*** Opening Input records ***

PR #361, opened 2022-09-16
Create unique string id for each BERT backbone

### LINKED ISSUE #363: Create unique string id for each BERT pretrained checkpoint
Currently BERT pretrained encoders are specified by their vocabulary alone. This is possible because checkpoints must be called from the correct class (e.g., `BertBase('uncased_en')`).

However, if we want to request checkpoints from any combination of architectures and vocabularies in a task-specific model (e.g., `BertClassifier`) it will be much easier if each checkpoint has a unique name.

Other benefits:
* Will also make it easy to document all of our checkpoints in keras.io. There are many possible checkpoints that could be specified by `'uncased_en'` but only one by `'bert_base_uncased_en'`.
* Currently the `backbone` model can only be specified by instantiating a Bert model. This change allows string ids and defaults for the backbone models.

jbischof:
Closes #363

### DIFF
--- a/keras_nlp/models/bert.py
+++ b/keras_nlp/models/bert.py
@@ -12,7 +12,7 @@
 # See the License for the specific language governing permissions and
 # limitations under the License.
 
-"""BERT model configurable class, preconfigured versions, and task heads."""
+"""BERT model configurable class and preconfigured versions."""
 
 import os
 
@@ -25,7 +25,7 @@ from keras_nlp.layers.transformer_encoder import TransformerEncoder
 from keras_nlp.tokenizers.word_piece_tokenizer import WordPieceTokenizer
 
 
-def _bert_kernel_initializer(stddev=0.02):
+def bert_kernel_initializer(stddev=0.02):
     return keras.initializers.TruncatedNormal(stddev=stddev)
 
 
@@ -314,19 +314,19 @@ class BertCustom(keras.Model):
         token_embedding_layer = keras.layers.Embedding(
             input_dim=vocabulary_size,
             output_dim=hidden_dim,
-            embeddings_initializer=_bert_kernel_initializer(),
+            embeddings_initializer=bert_kernel_initializer(),
             name="token_embedding",
         )
         token_embedding = token_embedding_layer(token_id_input)
         position_embedding = PositionEmbedding(
-            initializer=_bert_kernel_initializer(),
+            initializer=bert_kernel_initializer(),
             sequence_length=max_sequence_length,
             name="position_embedding",
         )(token_embedding)
         segment_embedding = keras.layers.Embedding(
             input_dim=num_segments,
             output_dim=hidden_dim,
-            embeddings_initializer=_bert_kernel_initializer(),
+            embeddings_initializer=bert_kernel_initializer(),
             name="segment_embedding",
         )(segment_id_input)
 
@@ -354,7 +354,7 @@ class BertCustom(keras.Model):
                     x, approximate=True
                 ),
                 dropout=dropout,
-                kernel_initializer=_bert_kernel_initializer(),
+                kernel_initializer=bert_kernel_initializer(),
                 name=f"transformer_layer_{i}",
             )(x, padding_mask=padding_mask)
 
@@ -363,7 +363,7 @@ class BertCustom(keras.Model):
         sequence_output = x
         pooled_output = keras.layers.Dense(
             hidden_dim,
-            kernel_initializer=_bert_kernel_initializer(),
+            kernel_initializer=bert_kernel_initializer(),
             activation="tanh",
             name="pooled_dense",
         )(x[:, cls_token_index, :])
@@ -559,68 +559,6 @@ setattr(
     "__doc__",
     PREPROCESSOR_DOCSTRING.format(names=", ".join(vocabularies)),
 )
-
-
-class BertClassifier(keras.Model):
-    """BERT encoder model with a classification head.
-
-    Args:
-        base_model: A `keras_nlp.models.BertCustom` to encode inputs.
-        num_classes: Int. Number of classes to predict.
-        name: String, optional. Name of the model.
-        trainable: Boolean, optional. If the model's variables should be
-            trainable.
-
-    Examples:
-    ```python
-    # Randomly initialized BERT encoder
-    model = keras_nlp.models.BertCustom(
-        vocabulary_size=30522,
-        num_layers=12,
-        num_heads=12,
-        hidden_dim=768,
-        intermediate_dim=3072,
-        max_sequence_length=12
-    )
-
-    # Call classifier on the inputs.
-    input_data = {
-        "token_ids": tf.random.uniform(
-            shape=(1, 12), dtype=tf.int64, maxval=model.vocabulary_size
-        ),
-        "segment_ids": tf.constant(
-            [0, 0, 0, 0, 0, 1, 1, 1, 1, 1, 0, 0], shape=(1, 12)
-        ),
-        "padding_mask": tf.constant(
-            [1, 1, 1, 1, 1, 1, 1, 1, 1, 1, 0, 0], shape=(1, 12)
-        ),
-    }
-    classifier = bert.BertClassifier(model, 4, name="classifier")
-    logits = classifier(input_data)
-    ```
-    """
-
-    def __init__(
-        self,
-        base_model,
-        num_classes,
-        name=None,
-        trainable=True,
-    ):
-        inputs = base_model.input
-        pooled = base_model(inputs)["pooled_output"]
-        outputs = keras.layers.Dense(
-            num_classes,
-            kernel_initializer=_bert_kernel_initializer(),
-            name="logits",
-        )(pooled)
-        # Instantiate using Functional API Model constructor
-        super().__init__(
-            inputs=inputs, outputs=outputs, name=name, trainable=trainable
-        )
-        # All references to `self` below this line
-        self.base_model = base_model
-        self.num_classes = num_classes
 
 
 MODEL_DOCSTRING = """Bert "{type}" architecture.
--- a/keras_nlp/models/bert.py
+++ b/keras_nlp/models/bert.py
@@ -125,6 +125,7 @@ checkpoints_per_arch = defaultdict(set)
 for arch, metadata in checkpoints.items():
     checkpoints_per_arch[metadata["model"]].add(arch)
 
+
 def compatible_checkpoints(arch):
     """Returns a list of compatible checkpoints per arch"""
     return checkpoints_per_arch[arch]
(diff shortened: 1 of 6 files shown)


jbischof:
@mattdangerw actually we could make this more maintainable by moving `backbone_checkpoints` to `bert.py` and making it the source of truth. Then the current checkpoints struct would have the sole job of telling us the which checkpoints work with each class (e.g., 'uncased_en' for `BertBase` is in `backbone_checkpoints['bert_base_uncased_en']`).

jbischof:
I am confident I can clean up and consolidate the structs in `bert.py`, but mainly we need to decide if we want unique checkpoint ids or the shortest strings possible.
```python
# Not unique, but short as possible
BertBase('uncased_en')
# Unique but not short
BertBase('bert_base_uncased_en')
```

keras_nlp/models/bert_tasks.py
```diff
@@ -0,0 +1,176 @@
...
+}
+
+
+class BertClassifier(keras.Model):
+    """BERT encoder model with a classification head.
+
+    Args:
+        backbone: A string, `keras_nlp.models.BertCustom` or derivative such as
+            `keras_nlp.models.BertBase` to encode inputs. If a string, should be
+            one of `keras_nlp.models.bert_tasks.backbone_checkpoints`.
```
mattdangerw, line 103: So this is something a user would print out? I think we might want to think about how we export this (and other such lists for preprocessing and backbone models).

We probably should explicitly choose where to export and document these symbols through `__init__.py` rather than couple our file structure. We also may want to add a `bert` directory, so we can control the exports in `keras_nlp.models.bert` via an `__init__.py`. No need to figure all that out on this PR though.

For now, should we just do the same format string with dict keys approach we did for the other bert symbols?

keras_nlp/network_tests/test_load_ckpts.py
```diff
@@ -44,6 +44,26 @@ def test_load_bert(self, bert_variant, weights):
         }
         model(input_data)
 
+    def test_load_bert_backbone_string(self):
+        for (
```
mattdangerw, line 48: split this into two lines for readability

```
checkpoint_names = keras_nlp.models.bert_tasks.backbone_checkpoints.keys()
for checkpoint in checkpoin_names:
```
```

File: keras_nlp/network_tests/test_load_ckpts.py [hunk 3]
```diff
@@ -44,6 +44,26 @@ def test_load_bert(self, bert_variant, weights):
         }
         model(input_data)
 
+    def test_load_bert_backbone_string(self):
```
mattdangerw, line 47: we have a dict of keys we could traverse for all of these tests. should we just do this approach everywhere rather than a parameterized test? seems much more maintainable

mattdangerw (commented):
Looks good! Leaving some quick comments on the PR as I ran through it. But the main question you called out re-checkpoint naming seems key. Will think and reply directly there.

mattdangerw:
Re the question of unique vs shortest strings, it seems like both could work, with very interesting tradeoffs.

But it seems incomplete without considering `BertPreprocessor`. Unique identifiers for checkpoints, but shortest possible identifiers for preprocessing feels like we would be asking users to mix two different mental models.

The shortest possible string proposal with preprocessing:
```
BertPreprocessor('uncased_en')
BertBase('uncased_en')
BertClassifier(backbone='base_uncased_en')

# And down the line...
BertClassifier('sst_base_uncase_en')
```

The unique ID proposal, also applied to preprocessing:
```
BertPreprocessor('bert_base_uncased_en')
BertBase('bert_base_uncased_en')
BertClassifier(backbone='bert_base_uncased_en')

# And down the line...
BertPreprocessor('bert_sst_base_uncased_en')
BertClassifier('bert_sst_base_uncased_en')
```

It feels like a non-obvious choice. Honestly the main reason to go with an ID approach would seems to be thinking about this in a far off future state, where we want to handle tons of checkpoints, or even integrating with some (or many!) external hubs. I'm not really sure how to evaluate that.

The former option seems the most in line with Keras today. Not trying to say that should trump other considerations though.

jbischof:
Excellent point @mattdangerw! I think the short answer is that the preprocessor construction needs to work from either a model name prompt or direct vocab prompt. The user may want to train their own model using a pretrained vocab or want us to find the right vocab for a checkpoint.

```python
# Direct request for vocab
BertPreprocessor(vocabulary='uncased_en')
# Request to for correct vocab for a checkpoint
BertPreprocessor(weights='bert_based_uncased_en')
# Especially helpful for task driven models where vocab may be obvious
BertPreprocess(weights="ToxicBERT")
```

Since using `weights` is a bit confusing in this context (is this the checkpoint for a vocab or the vocab for a checkpoint?), we could also allow either to be specified as `vocabulary`. A model will basically never have the same name as a vocab.

```python
# Direct request for vocab
BertPreprocessor(vocabulary='uncased_en')
# Request to for correct vocab for a checkpoint
BertPreprocessor(vocabulary='bert_based_uncased_en')
# Especially helpful for task driven models where vocab may be obvious
BertPreprocess(vocabulary="ToxicBERT")
```

Under the hood we first look in the `vocabularies` struct and then `checkpoints` one. Now a user can never misunderstand...we accept both! WDYT?

keras_nlp/models/bert_tasks.py
jbischof: Agree on the `bert/` directory, although I may file an issue and reogranize `models/` in a followup PR.

I was worried about the large number of checkpoints and long names that the formatting would be horrible. Is there any way to prevent the docstring from having one 1000 char line? I of course would have made the checkpoint names a string-backed `enum` and called it a day!

mattdangerw:
In the ID world (if we go with that), why does `'uncased_en'` have to mean anything anymore? I'm not sure it does. You could either provide a checkpoint ID, or you provide a vocab yourself.

```python
BertPreprocessor(vocabulary='bert_base_uncased_en')
or
BertPreprocessor(vocabulary='./my-cool-vocab.txt')
```

Worry with your proposal above is two fold I guess...

1) The whole point of fully specified string name would be to give the name universal meaning throughout all symbols we offer. That alone is sufficient right? Why also introduce another namespace just for specifying vocabularies directly? We never need to support a preset vocabulary that is not in that universal ID namespace.
2) `weights` current in Keras applications is supposed to either be a "name shortcut" or a literal weights file (tf or h5 format). The analog for `vocabulary` would seem to be, either a "name shortcut" or a literal vocab file. It seems most consistent to keep that approach. If we want to diverge to avoid overloaded args, it seems better to do that with a totally different name. `BertPreprocessor(preset='bert_base_uncased_en')`, `BertBase(preset='bert_base_uncased_en')` or `BertPreprocessor(vocabulary='./some-vocab.txt')`, `BertPreprocessor(weights='./some-weights.h5')`. Using `weights` in the way you are proposing above seems like it is both inconsistent with the rest of Keras, and breaking the user mental model for the name (i.e. that `weights` refers to some literal floats somewhere).

jbischof:
Sounds good @mattdangerw let's figure out the preprocessor in a followup PR! We were just sanity checking how unique string ids work for vocabs.

keras_nlp/network_tests/test_load_ckpts.py
```diff
@@ -15,41 +15,63 @@
...
+                    shape=(1, 512), dtype=tf.int64, maxval=model.vocabulary_size
+                ),
+                "segment_ids": tf.constant(
+                    [0] * 200 + [1] * 312, shape=(1, 512)
+                ),
+                "padding_mask": tf.constant([1] * 512, shape=(1, 512)),
+            }
+            model(input_data)
+
+    def test_load_bert_backbone_string(self):
```
mattdangerw, line 43: maybe test_load_bert_backbone_string -> test_classifier_backbone_string

just for consistency with name below

keras_nlp/models/bert_tasks.py
```diff
@@ -0,0 +1,111 @@
...
+    )
+    logits = classifier(input_data)
+    ```
+"""
+
+
+class BertClassifier(keras.Model):
+    def __init__(
+        self,
+        backbone="bert_base_uncased_en",
```
mattdangerw, line 74: Seems like if we make this change here we should also make the changes to add a default for the weights argument right? That feels like it would be most consistent.

We can do that as a follow up though.

keras_nlp/models/bert.py
```diff
@@ -782,41 +734,50 @@ def BertLarge(weights=None, vocabulary_size=None, name=None, trainable=True):
     return model
 
 
+arch_classes = {
```
mattdangerw, line 737: This feels hard to read name everywhere it's imported. Seeing just the import I have no idea what an arch_class is.

Can we just inline this in a function? `lookup_model_class(name)` or whatever we want the name to be. Could also do this as a follow up.

mattdangerw (approved):
Thank you!

This looks good to me if we have overall consensus on the "checkpoint id" approach.

We should followup with making preprocessing also use checkpoint ids, and give defaults to the `weights` argument for the `BertBase` and similar classes.

keras_nlp/models/bert_tasks.py
jbischof: Do you mean have a default for every `weights` argument in `bert.py`?

keras_nlp/network_tests/test_load_ckpts.py
jbischof: I was unsure if we would repeat this for every task type. I was eventually planning to extract this functionality into a helper method (added a TODO).

keras_nlp/models/bert_tasks.py
mattdangerw: Yep! That seems consistent to me at least. If `BertClassifier()` gets you an uncased en backbone, and `BertPreprocessor()` gets you an uncased en vocabulary, it seems weird that `BertBase()` gets you an error message.

Let's be consistent with our choice of defaults. Either we choose a nice default everywhere (and keep in mind for some models like GPT-2 there might be a clear choice), or we ask users to be explicit everywhere.

And totally fine to do this as a follow up!

jbischof: Filed [#370](https://github.com/keras-team/keras-nlp/issues/370)

keras_nlp/models/bert_tasks.py
jbischof: Fixed for now by adding all checkpoints to the docstring. For the longer term added a TODO in `bert.py` about using keras.io to programatically document checkpoint coverage.

keras_nlp/models/bert_tasks.py
mattdangerw: Danke! I'll add some more color there on my two cents.

jbischof:
Got offline approval from @fchollet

*** Closing Input records ***

> [Task]:
Transcribe, exactly as written, all lines of the entries above from the first to the one containing "Currently BERT pretrained", and no more.

> [Answer to this task]:
PR #361, opened 2022-09-16
Create unique string id for each BERT backbone

### LINKED ISSUE #363: Create unique string id for each BERT pretrained checkpoint
Currently BERT pretrained encoders are specified by their vocabulary alone. This is possible because checkpoints must be called from the correct class (e.g., `BertBase('uncased_en')`).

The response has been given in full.